== Given records ==
Issue #1096, opened 2017-08-15
average_response: De-mean before averaging


Lestropie:
Currently, `average_response` does a direct mean of response function ZSH coefficients across subjects. This means that if the overall amplitude of the response function is larger in one subject than in others, the shape of the response function for that subject will have a greater influence on the shape of the group average response function. If equalising the intensity of WM *b*=0 signal across subjects using `dwiintensitynorm` before this is done, this could be perceived as a desirable effect: subjects with a smaller RF after `dwiintensitynorm` would have less influence on the shape of the mean response. However in the current [multi-tissue FBA documentation](http://mrtrix.readthedocs.io/en/latest/fixel_based_analysis/mt_fibre_density_cross-section.html), the `dwiintensitynorm` step is no longer performed. Hence the scanner reconstruction gain factor could influence which subjects have greater influence on the shape of the group average response.

In this case, it could be preferable to instead normalise each subject's RF to a fixed *l*=0, average, then re-scale the resulting average response to the mean *l*=0 across subjects.

What's not written in stone is how this normalisation should occur in a multi-shell context, i.e. whether to normalise independently for each shell or take e.g. a geometric mean of scaling factors across shells for that subject.

Tagged `question` for a reason. 👂

Lestropie:
Implemented as part of #1449. Demonstration below for comment.

Two inputs:

- `[9 0 0 0 0]` (isotropic, large);
- `[1 -0.5913 0.3126 -0.127 0.0337]` (just an exemplar single-subject WM response, small).

![1](https://user-images.githubusercontent.com/5637955/52095466-1500fb80-2617-11e9-93ee-da2816264da4.png)

![2](https://user-images.githubusercontent.com/5637955/52095470-19c5af80-2617-11e9-90ae-c836437a68bf.png)

`responsemean tmp1.txt tmp2.txt average_response.txt -legacy` (identical to `average_response`): `[5.00000 -0.29565 0.15630 -0.06350 0.01685]`

![average_response](https://user-images.githubusercontent.com/5637955/52095472-1cc0a000-2617-11e9-80d1-9cf152f4a315.png)

`responsemean tmp1.txt tmp2.txt responsemean.txt`: [1.80000 -0.53217 0.28134 -0.11430 0.03033]`

![responsemean](https://user-images.githubusercontent.com/5637955/52095474-1f22fa00-2617-11e9-9595-21e620555e4c.png)

-----

[...]

Issue #944, opened 2017-03-30
dwibiascorrect -ants problem with sub-millimeter voxel size


bjeurissen:
The -b parameter of N4BiasFieldCorrection is interpreted in mm.

When dealing with images with sub-millimeter voxel sizes, N4BiasFieldCorrection will allocate an image with dimensions (150/vdim x 150/vdim x 150/vdim), which quickly results excessive memory consumption even on HPC machines.

What was the rationale behind the 150mm parameter?

Lestropie:
My guess is manual testing & tuning. That's @draffelt's domain though.

If said tuning was based on a 2.5mm voxel size, that's 60 voxels per axis. One could I suppose flip the equation and calculate the necessary value for `-b` based on the input image size to get that many field voxels?

thijsdhollander:
Yeah, that's all just ad hoc tuning... parameters are really just designed for human heads.  I'm not too fussed about this; this is really a step to be looked into manually, if users need it at all at this stage.  I like having it included in the FBA pipeline for improved masks (when it works :grin:) and a bit less "bias" during `dwi2response tournier`.  But in this day and age of multi-tissue processing, `mtnormalise` should pick up where `dwibiascorrect` left off, or even do the job entirely on its own.

Note that in #1184, my tuning has led me to a 100mm distance between spline control points indeed, so this may help a bit with the issue described here.  But there's data and projects where I've instructed RA's / students / collaborators to use a particular set of N4 parameters that is not the scripted one as well.  The scripted one is just a "relatively generally applicable" one.  We could eventually allow users to set the N4 parameters via the script as well, but as I mentioned, I don't see this as an urgent issue, or an issue at all... Very happy with `mtnormalise` performance since we've started using it over here, and since I've gotten some feedback from studies where it was used in the mean time.

PR #1148, opened 2017-09-27
dwibiascorrect ANTS N4BiasFieldCorrection parameters re-tuned

thijsdhollander:
It looks like biasfield correction is becoming my personal nightmare of sorts... :fearful: :scream: 

So when I retuned the N4 parameters last time, it seemed to improve things for `dwi2mask` for all data that I had access to... until now.  @Lestropie ran into / spotted a case where the opposite was true: the corrected data got slightly too large intensities towards the edge of the FOV (basically extrapolation from the bias field estimated in the brain mask).  This then becomes an issue for `dwi2mask`, where it automatically thresholds the b=3000-ish data (b=0 is not a problem).  The role of that bit of data though, is to essentially give a rough brain parenchyma mask (b=0 gives a rough CSF mask).  If that one fails, and there are no other shells to play that role decently, you only end up with a CSF + few bits of edge-of-FOV crap.  That's already a fail at that stage, but the crap-cleaning filter makes things even worse thereafter (but again: at that stage all was lost already, so it doesn't matter any more).

The answer is to re-tune the N4 parameters once more.  The trick is to keep them smooth enough; there's really only so much you can estimate from an average b=0 (T2w) contrast...  N4 was really only designed to perform well on a T1w image sadly.  So we just keep it smooth enough, so we still gain from correcting the gross effects of a bias field (if a gross effect is present).  That'll help `dwi2mask` as well as `dwi2response tournier` (or any dwi2response algo that runs tournier at some stage).  In a decent multi-tissue FBA (or other analysis), you can at some stage perform `mtnormalise` any way, which takes care of things much more decently.

Alright, lots of words for a simple pull request: this comes from extensive tuning and should work decently for what can decently be done at that stage in a pipeline.  Since this does change behaviour, it's gotta go `dev` sadly... but it's quite important again for people doing FBA... so it may not be a bad idea to think towards a tagged release in the near future.

I think it'd be worthwhile to at least have another tagged release (candidate) before the "release release", so we can get a bunch of features on `master` again.  It'd be good if the actual true "release" doesn't have to come with too many other features other than the benefits of a release (i.e. some kind of binaries distribution (mechanism).  What do people reckon?

Feel free to test the dwibiascorrect changes if you've got the time.  I'm quite convinced they're another change for the better, after careful tuning.  I'll be looking to at least merge them into `dev` relatively soon if nobody comes across important examples that would argue against the changes.  Speak up if you feel strongly about this, or remain silent forever (or until the next issue arises). :smile:


Lestropie:
Do you feel as though this change is compromising the quality of the bias field correction? Because if so, we might be able to retain the better performance of the current settings within the brain, and instead more directly address what happens outside the brain.

As an example: With `dwibiascorrect -fsl`, it applies a multiplicative factor to each voxel in the input mask, which is somehow scaled so that the values are distributed around 1.0, and voxels outside the mask remain unchanged. So that can lead to weird effects at the edge of the mask, where a voxel in the mask can be multiplied by e.g. 1.3 but the adjacent voxel is unaffected. So even just performing this would solve the reported issue, but obviously comes with a different non-ideal behaviour, especially if the masking process is imperfect.

So a couple of thoughts. Firstly, the factors coming out of N4 are nowhere near centred around 1.0, which makes applying a "default" scaling outside the mask difficult (and may be consequential for #1096 as well, if that overall factor varies a lot between subjects and `dwiintensitynorm` isn't used). But we could, for example, optimise the bias field within a brain mask, apply the estimated field within a *dilated* brain mask, and then null values outside of the dilated brain mask. That would hopefully allow reasonable correction at the outer extent of the brain; and limiting the extent to which that field is applied outside the brain would prevent the effect reported here (i.e. brightness in the FoV corners) from appearing.

Alternatively, rather than putting a hard threshold on how far outside the brain mask the field can be applied vs. nulling the image data, we could do something like what Max tried in #1016, i.e. smoothly constrain the bias field toward 1.0 the further away you get from the brain mask. This would require first re-scaling the N4 bias field so that it is in fact centred around 1.0 within the brain mask; though that's probably not a bad idea to add to the script anyways.

Just riffing...

thijsdhollander:
> Do you feel as though this change is compromising the quality of the bias field correction?

Nope.  This new parameter set is a bit less aggressive in (over)fitting.  The quality, as in "accuracy" is hard to assess.  As I mentioned, the problem is mostly that what can be done realistically of a T2w contrast at a low spatial resolution is very limited.  Aggressive fitting is riskier, because if the algorithm fails to separate white matter and grey matter as intensity classes / peaks in the histogram (which it often does), it'll end up being an over-fit, with more wacky extrapolation beyond the brain mask.  The new choices are simply "safer", and may as such actually be "better" for lower quality datasets as well.

> Because if so, we might be able to retain the better performance of the current settings within the brain, and instead more directly address what happens outside the brain.

So this shouldn't be needed.

I wouldn't add heuristic mechanisms to N4, because there's not a lot that can be safely relied upon.  Intensity normalisation, as you mention, is indeed something that isn't there inherently.  Also, the main goal of actually adding `dwibiascorrect` again to the pipeline, is to produce better brain masks, so relying too much on the brain mask estimated before N4 (in the `dwibiascorrect` script) is also not a safe idea.

The normalisation issue with respect to response function averaging, by the way, is also not too big of a deal.  Data will typically not be entire orders of magnitude different between subjects, and response functions have already been shown to be varying very, very little between subjects of a similar species.  If anything, that response function averaging step is just to provide a certain feeling of elegance.  In most (e.g. FBA) studies, you won't notice any impact of significance depending on whether you got your (set of) responses from all subjects, a particular group, or even a single subject.

More important though, is what a certain response function represents, i.e., which area(s) of the brain it typically gets estimated from.  That's where the bias field versus the tournier algorithm comes into play, since the latter one is (by conscious design) biased towards higher amplitude responses.  So it's not entirely unimportant to try and correct gross bias field effects before response function estimation.  This is where these new proposed N4 parameters should come into play, hopefully making this again a little bit more robust.

thijsdhollander:
Just a reminder:

> Feel free to test the dwibiascorrect changes if you've got the time. I'm quite convinced they're another change for the better, after careful tuning. I'll be looking to at least merge them into dev relatively soon if nobody comes across important examples that would argue against the changes. Speak up if you feel strongly about this, or remain silent forever (or until the next issue arises).

I'll be looking to merge (to `dev` of course) sometime this week.  ...with the hope it gets some extra inherent testing on `dev` dev of course.

Lestropie:
I don't really have a large amount of data from different sites / acquisitions, so can't really contribute to the assessment here over and above the problematic data I sent you.

Lestropie:
Will this change be enough to sort out #944 @bjeurissen?

thijsdhollander:
I'll merge this for now to `dev`, since it resolved the issue, and I've seen it work decently on a few other cases.  Maybe in the future, we could indeed allow the parameters to be set via the script, so people are aware that defaults are involved and they can be overridden in case it makes sense for particular data... but I'm not going to lose too much sleep over it.  Over all the changes we've made to this internally at some point, and via other mechanisms to correct for bias fields or normalise, I've barely ever seen an impact on our (FBA) studies' results.  This is never going to be perfect (the data doesn't even have the specificity to resolve the solution to this problem uniquely).  Even if spatially biased, as long as it's somewhat consistent across subjects in spatial behaviour, this isn't a big issue for sufficiently powered fixel- or voxel-wise studies.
===
The problem →
Every line of the records that includes the word "gross" should be gathered.

Written answer →
The answer is to re-tune the N4 parameters once more.  The trick is to keep them smooth enough; there's really only so much you can estimate from an average b=0 (T2w) contrast...  N4 was really only designed to perform well on a T1w image sadly.  So we just keep it smooth enough, so we still gain from correcting the gross effects of a bias field (if a gross effect is present).  That'll help `dwi2mask` as well as `dwi2response tournier` (or any dwi2response algo that runs tournier at some stage).  In a decent multi-tissue FBA (or other analysis), you can at some stage perform `mtnormalise` any way, which takes care of things much more decently.
More important though, is what a certain response function represents, i.e., which area(s) of the brain it typically gets estimated from.  That's where the bias field versus the tournier algorithm comes into play, since the latter one is (by conscious design) biased towards higher amplitude responses.  So it's not entirely unimportant to try and correct gross bias field effects before response function estimation.  This is where these new proposed N4 parameters should come into play, hopefully making this again a little bit more robust.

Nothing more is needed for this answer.